Description of the task
Please set down, exactly, the line with "- [x] Boundary" and all lines that follow it through the end of the records below.

[Stored items]
^^^^

PR #350, opened 2021-06-28
Add periodic and boundary conditions to interp_like

jdldeauna:
- [X] Periodic condition added to test_grid/test_interp_like
 - [x] Implement changes to interp_like (include boundary conditions as input)
 - [x] Boundary conditions  and fill value added to test_grid/test_interp_like
 - [x] Include a test for metics.py/iterate_axis_combinations


xgcm/test/test_grid.py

^^^^

Finished task
 - [x] Boundary conditions  and fill value added to test_grid/test_interp_like
 - [x] Include a test for metics.py/iterate_axis_combinations


xgcm/test/test_grid.py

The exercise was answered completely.